• _Exercise_
Below are some records; state how many of their lines contain the word "readonly", and add nothing.

• _Material for this task_
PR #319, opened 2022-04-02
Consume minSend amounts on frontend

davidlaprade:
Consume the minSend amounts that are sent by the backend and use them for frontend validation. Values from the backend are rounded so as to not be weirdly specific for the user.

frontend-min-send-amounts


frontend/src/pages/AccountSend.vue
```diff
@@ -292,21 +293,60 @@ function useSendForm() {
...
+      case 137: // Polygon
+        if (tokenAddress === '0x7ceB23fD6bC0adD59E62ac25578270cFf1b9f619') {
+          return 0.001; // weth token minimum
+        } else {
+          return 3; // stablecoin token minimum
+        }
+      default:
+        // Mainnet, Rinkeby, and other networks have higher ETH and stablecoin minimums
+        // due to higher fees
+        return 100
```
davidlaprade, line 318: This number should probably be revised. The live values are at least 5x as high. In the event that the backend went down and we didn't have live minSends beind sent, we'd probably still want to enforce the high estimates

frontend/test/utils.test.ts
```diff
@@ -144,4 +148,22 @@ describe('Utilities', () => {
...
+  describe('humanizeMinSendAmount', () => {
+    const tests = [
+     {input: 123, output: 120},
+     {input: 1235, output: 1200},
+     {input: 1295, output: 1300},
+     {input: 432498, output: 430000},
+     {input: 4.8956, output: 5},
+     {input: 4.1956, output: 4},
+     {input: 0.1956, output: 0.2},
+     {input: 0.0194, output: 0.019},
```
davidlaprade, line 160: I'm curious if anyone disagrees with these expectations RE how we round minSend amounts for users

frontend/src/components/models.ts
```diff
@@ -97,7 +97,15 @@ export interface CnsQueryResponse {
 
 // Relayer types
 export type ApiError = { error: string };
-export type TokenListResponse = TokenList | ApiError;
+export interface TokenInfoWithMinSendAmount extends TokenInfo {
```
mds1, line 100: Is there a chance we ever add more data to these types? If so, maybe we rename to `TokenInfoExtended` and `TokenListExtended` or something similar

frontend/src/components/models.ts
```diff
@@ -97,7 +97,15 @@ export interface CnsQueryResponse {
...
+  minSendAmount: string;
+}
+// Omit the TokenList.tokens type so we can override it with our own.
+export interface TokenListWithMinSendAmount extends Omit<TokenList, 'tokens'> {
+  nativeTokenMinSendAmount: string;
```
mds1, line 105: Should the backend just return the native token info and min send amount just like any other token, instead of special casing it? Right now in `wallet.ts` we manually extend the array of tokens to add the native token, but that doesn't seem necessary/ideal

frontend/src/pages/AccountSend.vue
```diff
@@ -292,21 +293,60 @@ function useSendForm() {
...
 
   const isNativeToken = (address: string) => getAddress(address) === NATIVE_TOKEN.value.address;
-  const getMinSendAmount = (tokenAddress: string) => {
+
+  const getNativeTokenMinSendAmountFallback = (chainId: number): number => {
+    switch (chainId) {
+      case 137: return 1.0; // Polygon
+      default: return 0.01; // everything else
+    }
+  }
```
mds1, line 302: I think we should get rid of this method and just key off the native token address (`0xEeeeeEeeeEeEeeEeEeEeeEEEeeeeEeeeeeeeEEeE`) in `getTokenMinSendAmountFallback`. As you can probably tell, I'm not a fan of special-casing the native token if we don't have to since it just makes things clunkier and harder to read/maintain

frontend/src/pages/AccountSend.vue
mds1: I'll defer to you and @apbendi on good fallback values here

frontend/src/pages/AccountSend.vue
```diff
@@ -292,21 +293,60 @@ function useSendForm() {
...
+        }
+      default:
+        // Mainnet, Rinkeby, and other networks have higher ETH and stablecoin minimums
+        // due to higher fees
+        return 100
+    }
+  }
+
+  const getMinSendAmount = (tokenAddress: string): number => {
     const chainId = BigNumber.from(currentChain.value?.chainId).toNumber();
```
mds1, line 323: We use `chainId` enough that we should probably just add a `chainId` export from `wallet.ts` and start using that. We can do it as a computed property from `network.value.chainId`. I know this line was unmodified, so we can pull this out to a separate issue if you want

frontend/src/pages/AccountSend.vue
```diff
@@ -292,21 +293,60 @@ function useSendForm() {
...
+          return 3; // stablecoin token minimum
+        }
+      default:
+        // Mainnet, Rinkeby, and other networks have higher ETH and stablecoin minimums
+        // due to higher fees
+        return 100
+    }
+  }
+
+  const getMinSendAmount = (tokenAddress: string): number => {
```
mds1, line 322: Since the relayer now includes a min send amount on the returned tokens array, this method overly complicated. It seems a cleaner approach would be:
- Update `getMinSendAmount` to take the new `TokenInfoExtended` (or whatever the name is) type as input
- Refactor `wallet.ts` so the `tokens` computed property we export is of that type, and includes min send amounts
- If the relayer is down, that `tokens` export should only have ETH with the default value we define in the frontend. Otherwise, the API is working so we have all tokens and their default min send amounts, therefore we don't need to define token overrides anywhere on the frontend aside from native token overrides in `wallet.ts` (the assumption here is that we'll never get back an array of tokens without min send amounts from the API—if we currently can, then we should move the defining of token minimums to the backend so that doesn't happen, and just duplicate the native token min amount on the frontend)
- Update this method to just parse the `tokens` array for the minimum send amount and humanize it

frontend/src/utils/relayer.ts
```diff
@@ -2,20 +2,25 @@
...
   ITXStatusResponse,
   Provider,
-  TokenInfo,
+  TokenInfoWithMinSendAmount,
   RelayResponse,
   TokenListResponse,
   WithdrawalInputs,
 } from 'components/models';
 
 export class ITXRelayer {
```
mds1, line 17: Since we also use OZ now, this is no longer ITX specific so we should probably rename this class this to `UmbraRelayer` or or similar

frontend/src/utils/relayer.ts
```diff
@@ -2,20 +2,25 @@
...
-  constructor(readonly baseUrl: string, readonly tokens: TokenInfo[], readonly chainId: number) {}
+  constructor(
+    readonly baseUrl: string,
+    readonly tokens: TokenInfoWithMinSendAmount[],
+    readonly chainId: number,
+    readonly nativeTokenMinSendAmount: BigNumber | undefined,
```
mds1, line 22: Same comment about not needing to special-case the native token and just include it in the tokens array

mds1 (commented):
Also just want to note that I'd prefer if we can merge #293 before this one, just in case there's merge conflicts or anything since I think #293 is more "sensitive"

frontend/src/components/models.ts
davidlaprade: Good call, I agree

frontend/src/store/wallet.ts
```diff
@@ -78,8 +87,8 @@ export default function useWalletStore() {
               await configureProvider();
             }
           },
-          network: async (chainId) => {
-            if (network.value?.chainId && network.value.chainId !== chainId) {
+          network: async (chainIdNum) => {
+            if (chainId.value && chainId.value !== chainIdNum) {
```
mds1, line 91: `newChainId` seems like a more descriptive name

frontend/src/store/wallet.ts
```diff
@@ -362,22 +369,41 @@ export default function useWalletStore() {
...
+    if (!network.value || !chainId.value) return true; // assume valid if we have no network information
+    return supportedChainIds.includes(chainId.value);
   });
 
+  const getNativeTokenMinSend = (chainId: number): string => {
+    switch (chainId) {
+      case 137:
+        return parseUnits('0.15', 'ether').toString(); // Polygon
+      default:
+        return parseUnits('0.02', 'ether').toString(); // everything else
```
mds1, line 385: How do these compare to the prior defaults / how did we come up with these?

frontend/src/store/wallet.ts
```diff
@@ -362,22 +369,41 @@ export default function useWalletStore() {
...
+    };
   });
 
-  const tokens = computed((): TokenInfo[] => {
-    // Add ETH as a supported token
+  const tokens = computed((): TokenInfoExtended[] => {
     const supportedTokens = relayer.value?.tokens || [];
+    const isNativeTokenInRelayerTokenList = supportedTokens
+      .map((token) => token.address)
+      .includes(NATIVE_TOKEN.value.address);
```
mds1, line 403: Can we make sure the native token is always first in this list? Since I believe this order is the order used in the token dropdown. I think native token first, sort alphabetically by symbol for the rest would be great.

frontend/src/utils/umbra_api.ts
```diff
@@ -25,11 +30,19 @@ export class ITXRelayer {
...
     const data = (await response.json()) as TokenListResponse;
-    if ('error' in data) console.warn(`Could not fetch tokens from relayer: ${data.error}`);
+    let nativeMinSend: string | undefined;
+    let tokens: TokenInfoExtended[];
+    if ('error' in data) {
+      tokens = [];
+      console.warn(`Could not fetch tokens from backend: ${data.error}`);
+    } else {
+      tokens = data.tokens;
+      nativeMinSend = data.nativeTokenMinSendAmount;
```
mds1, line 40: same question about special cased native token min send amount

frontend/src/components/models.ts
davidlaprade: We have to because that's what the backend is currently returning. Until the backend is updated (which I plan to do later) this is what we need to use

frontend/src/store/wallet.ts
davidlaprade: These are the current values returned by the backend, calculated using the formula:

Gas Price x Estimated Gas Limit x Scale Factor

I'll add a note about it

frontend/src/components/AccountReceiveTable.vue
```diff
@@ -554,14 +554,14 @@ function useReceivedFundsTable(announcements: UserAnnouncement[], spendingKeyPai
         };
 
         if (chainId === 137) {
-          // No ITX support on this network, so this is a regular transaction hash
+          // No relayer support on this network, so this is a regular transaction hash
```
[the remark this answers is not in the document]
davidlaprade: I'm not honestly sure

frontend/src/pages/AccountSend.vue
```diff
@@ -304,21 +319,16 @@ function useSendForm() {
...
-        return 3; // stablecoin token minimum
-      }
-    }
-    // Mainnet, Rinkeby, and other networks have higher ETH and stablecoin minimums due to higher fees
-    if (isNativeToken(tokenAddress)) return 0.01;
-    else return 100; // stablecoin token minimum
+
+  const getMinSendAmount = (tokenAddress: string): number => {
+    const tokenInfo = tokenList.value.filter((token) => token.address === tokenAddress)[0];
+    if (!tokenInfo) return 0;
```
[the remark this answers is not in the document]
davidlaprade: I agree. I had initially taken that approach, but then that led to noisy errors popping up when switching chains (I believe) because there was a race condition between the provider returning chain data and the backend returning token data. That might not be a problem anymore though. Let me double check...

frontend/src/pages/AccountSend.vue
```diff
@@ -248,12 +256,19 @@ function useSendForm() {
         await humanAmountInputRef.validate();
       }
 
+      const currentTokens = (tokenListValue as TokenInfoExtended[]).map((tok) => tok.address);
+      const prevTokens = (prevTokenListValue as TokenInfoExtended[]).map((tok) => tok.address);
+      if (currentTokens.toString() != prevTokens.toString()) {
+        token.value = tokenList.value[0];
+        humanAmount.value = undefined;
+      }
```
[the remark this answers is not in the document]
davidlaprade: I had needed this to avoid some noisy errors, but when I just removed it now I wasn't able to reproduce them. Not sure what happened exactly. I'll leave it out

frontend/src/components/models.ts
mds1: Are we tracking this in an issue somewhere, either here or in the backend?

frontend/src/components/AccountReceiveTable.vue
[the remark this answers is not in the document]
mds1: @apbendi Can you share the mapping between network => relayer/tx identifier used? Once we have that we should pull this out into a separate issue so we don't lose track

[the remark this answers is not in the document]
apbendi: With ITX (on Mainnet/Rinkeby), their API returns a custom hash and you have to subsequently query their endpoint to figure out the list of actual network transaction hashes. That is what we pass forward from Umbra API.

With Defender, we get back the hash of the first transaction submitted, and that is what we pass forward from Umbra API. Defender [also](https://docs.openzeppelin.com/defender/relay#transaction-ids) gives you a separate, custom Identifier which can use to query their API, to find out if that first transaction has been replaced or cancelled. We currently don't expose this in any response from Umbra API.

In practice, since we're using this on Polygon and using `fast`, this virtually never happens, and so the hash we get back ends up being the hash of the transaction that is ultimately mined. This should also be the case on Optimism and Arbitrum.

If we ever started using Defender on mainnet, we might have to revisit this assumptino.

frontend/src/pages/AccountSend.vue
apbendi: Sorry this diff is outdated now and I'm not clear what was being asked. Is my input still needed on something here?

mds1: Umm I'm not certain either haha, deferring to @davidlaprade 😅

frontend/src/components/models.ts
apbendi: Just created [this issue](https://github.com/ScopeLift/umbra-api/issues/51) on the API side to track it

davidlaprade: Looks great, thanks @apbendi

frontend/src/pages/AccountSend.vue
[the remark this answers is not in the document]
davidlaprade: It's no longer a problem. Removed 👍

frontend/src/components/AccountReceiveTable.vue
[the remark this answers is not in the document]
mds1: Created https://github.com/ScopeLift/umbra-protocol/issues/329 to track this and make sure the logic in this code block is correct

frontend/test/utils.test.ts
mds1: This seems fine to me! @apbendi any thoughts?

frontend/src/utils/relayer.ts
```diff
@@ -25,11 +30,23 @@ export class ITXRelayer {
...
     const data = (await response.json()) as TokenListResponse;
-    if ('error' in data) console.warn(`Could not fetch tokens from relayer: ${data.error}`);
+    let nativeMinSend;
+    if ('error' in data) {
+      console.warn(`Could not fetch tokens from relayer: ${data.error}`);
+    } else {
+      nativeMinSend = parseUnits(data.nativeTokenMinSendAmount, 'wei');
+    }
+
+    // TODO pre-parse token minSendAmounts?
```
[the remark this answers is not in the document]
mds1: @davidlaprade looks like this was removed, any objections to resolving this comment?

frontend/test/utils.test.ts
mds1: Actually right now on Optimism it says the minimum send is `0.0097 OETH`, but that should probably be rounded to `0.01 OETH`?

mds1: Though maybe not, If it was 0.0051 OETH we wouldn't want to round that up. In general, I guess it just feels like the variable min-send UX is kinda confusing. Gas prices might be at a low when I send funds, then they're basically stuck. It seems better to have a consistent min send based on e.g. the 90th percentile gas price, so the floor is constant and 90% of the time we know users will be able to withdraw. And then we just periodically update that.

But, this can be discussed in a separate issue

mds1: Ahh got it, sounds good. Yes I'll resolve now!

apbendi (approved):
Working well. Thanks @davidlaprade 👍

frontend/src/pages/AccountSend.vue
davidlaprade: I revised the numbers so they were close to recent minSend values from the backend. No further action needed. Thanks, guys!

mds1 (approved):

• _Expected answer_
5